IMO, if it came out before 3e, then it's old school.

Is it the right definition? Don't know, don't care.
1. I'm a married homeowner with a career and kids. I won life. You can't insult me.

2. I've been deployed to Iraq, so your tough guy act is boring.

Armchair Gamer

I distinguish between "Old School", which is a broad historical or aesthetic term, and "OSR," which is a term of art describing those games which consciously and deliberately derive themselves from Gygax-era D&D in reaction against WotC-era D&D and/or non-D&D games.

:)

the crypt keeper

The OSR is a consumer base, not a game esthetic/description.
The Vanishing Tower Press

Habitual Gamer

Quote from: 216V0 on March 11, 2025, 09:34:04 PMWhere would a hotpocket appear on the sandwich alignment chart?

By the chart...

Structure Rebel (while you can argue there's two pieces of bread, they're fused together with the contents inside, so "food enveloped in -any- way by a containing food"), Ingredient Neutral (the -default- Hot Pocket is chunks of ham or pepperoni slices, with cheese pieces, and while I want to say "sauce" it's more accurate to probably just call that grease.  I'd say it fits the "broader scope of savory ingredients", but I'm willing to concede that it's not so much the ingredients as their cut that makes me think "neutral".  So Ingredient Neutral with Purist tendencies?).
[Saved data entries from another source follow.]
PR #87, opened 2017-03-25
Fix persisting of joined channels in remoteStorage

galfert:
The channels were only persisted when joining via the `/join` command, but not when using the + from the menu. I moved the persisting to the method that both the features use.

Also, when leaving channels, the two properties `channels` and `channelList` of the `Space` model diverted. This prevented the channels from being removed from remoteStorage. I changed the list of channel names to be a computed property based on the actual list of channels instead.

### DIFF
--- a/app/services/smt.js
+++ b/app/services/smt.js
@@ -35,10 +35,10 @@ export default Service.extend({
       rs.kosmos.spaces.getAll().then(spaceData => {
         if (isEmpty(Object.keys(spaceData))) {
           Logger.debug('No space data found in RS. Adding default space...');
-          this.get('storage').addDefaultSpace().then((space) => {
-            this.connectToIRCServer(space);
-            this.get('spaces').pushObject(space);
-            this.instantiateChannels();
+          this.get('storage').addDefaultSpace().then((data) => {
+            this.connectToIRCServer(data.space);
+            this.get('spaces').pushObject(data.space);
+            this.instantiateChannels(data.space, data.channels);
             resolve();
           });
         } else {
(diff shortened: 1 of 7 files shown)


skddc:
w00t! Works like a charm.

Just one minor question about removing a debug log.

skddc:
> I moved the persisting to the method that both the features use

I think this is actually a bad idea (not the concept but the method), because now it's saving spaces multiple times almost at once, when just joining channels at startup. It should only update the space RS document, when the user joins a new channel by user action (that is `/join` or `+`, but not when calling the join method).

app/services/smt.js
```diff
@@ -410,9 +407,7 @@ export default Service.extend({
 
     space.get('channels').removeObject(channel);
 
-    // Update persisted channel list
-    this.get('storage.rs').kosmos.spaces.store(space.serialize())
-      .then(() => this.log('leave', 'stored space', space.get('name')));
```
galfert: It's pretty much the same log message as the `saveSpace` method of the `storage` service logs as well. And the rest of the code is identical as well, that's why I replaced it.

galfert:
I changed the code to only persist the channels when actually joining or leaving a channel.

skddc:
Checked again. Now (or maybe also before) the `/join` command is not cleared from the input field when hitting enter and joining the channel.

galfert:
> the /join command is not cleared from the input field when hitting enter and joining the channel.

I hadn't noticed that. Will check if it happens for me as well.

galfert:
That was indeed an error I introduced with my last commit. It's fixed now.

Thanks for pointing it out.

PR #88, opened 2017-03-29
Add noopener and noreferrer to links with target _blank

galfert:
I saw a talk about Ember security yesterday. One of the suggestions was to always use `noopener` and `noreferrer` as values for the `rel` attribute of links with target `_blank` to prevent a possible XSS vulnerability.

### DIFF
--- a/app/components/message-chat/component.js
+++ b/app/components/message-chat/component.js
@@ -28,14 +28,14 @@ export default Ember.Component.extend({
 
     // Images
     if (content.match(/^(http)s?:\/\/.*(gif|png|jpg|jpeg)$/i)) {
-      out = `<br><a href="${content}" target="_blank" rel="nofollow">` +
+      out = `<br><a href="${content}" target="_blank" rel="nofollow noopener noreferrer">` +
             `<img src="${content}" class="from-image-url" alt="${content}">` +
             `</a>`;
     }
     // Other links
     else {
       out = linkifyStr(content, {
-        linkAttributes: { rel: 'nofollow' },
+        linkAttributes: { rel: 'nofollow noopener noreferrer' },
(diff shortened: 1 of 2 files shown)


skddc:
What's the vulnerability? Wouldn't this also prevent people from seeing Kosmos/Hyperchannel as legitimate referrer in their logs?

galfert:
This gives a good explanation of the possibilities: https://www.jitbit.com/alexblog/256-targetblank---the-most-underestimated-vulnerability-ever/

galfert:
Wow, the `noopener` attribute also seems to have performance benefits: https://jakearchibald.com/2016/performance-benefits-of-rel-noopener/

skddc:
Well, this basically just means that you could redirect someone and hope they don't notice. And Google also think they shouldn't do anything about it: https://sites.google.com/site/bughunteruniversity/nonvuln/phishing-with-window-opener

skddc:
... if the main benefits come from `noopener` and the main drawback from the FF "workaround" of also adding `noreferrer`, then we could e.g. only add the former as the best tradeoff.

skddc:
Yup, looks like it would hide the referrer entirely: https://www.w3.org/TR/html5/links.html#link-type-noreferrer

gregkare:
Looks like noopener is implemented in Firefox 52: https://bugzilla.mozilla.org/show_bug.cgi?id=1222516

skddc:
Great!

@galfert Wanna change it to just do that then?

galfert:
Ah, cool. Thanks for the info, @gregkare. I will remove the `noreferrer` then.

galfert:
I removed the `noreferrer` value.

I mean, this is a thread for pedantry, right?  :-)

Ruprecht

Anyone familiar enough with  RuneQuest, Legend, BRP or Gurps communities want to comment on what those folks think about the games being OSR or not?
Civilized men are more discourteous than savages because they know they can be impolite without having their skulls split, as a general thing. ~Robert E. Howard

Eric Diaz

#20
Quote from: Ruprecht on March 12, 2025, 10:38:16 AMAnyone familiar enough with  RuneQuest, Legend, BRP or Gurps communities want to comment on what those folks think about the games being OSR or not?

These games are not OSR, they don't market themselves are OSR, and AFAICT the communities don't seem themselves as OSR either.

I must add this: RuneQuest, Legend, BRP are very similar. And the game simply didn't change in the last 40 years. There is no reason to even have an OSR.

D&D, OTOH, is now a very different game.

Which is one of the reasons I think OSR only makes sense within D&D. It is very specifically a reaction to the big changes in 3e (and even more) 4e.

BTW: GURPS didnt change that much either. There are still people that prefer 3e to 4e, although I don't really understand why, but the change is small enough that 3e/4e players are part of the same community in a way that 4e/5e D&D players are not.
Chaos Factory Books  - Dark fantasy RPGs and more!

Methods & Madness - my  D&D 5e / Old School / Game design blog.

Zenoguy3


Steven Mitchell

Quote from: Eric Diaz on March 12, 2025, 11:35:05 AMI must add this: RuneQuest, Legend, BRP are very similar. And the game simply didn't change in the last 40 years. There is no reason to even have an OSR.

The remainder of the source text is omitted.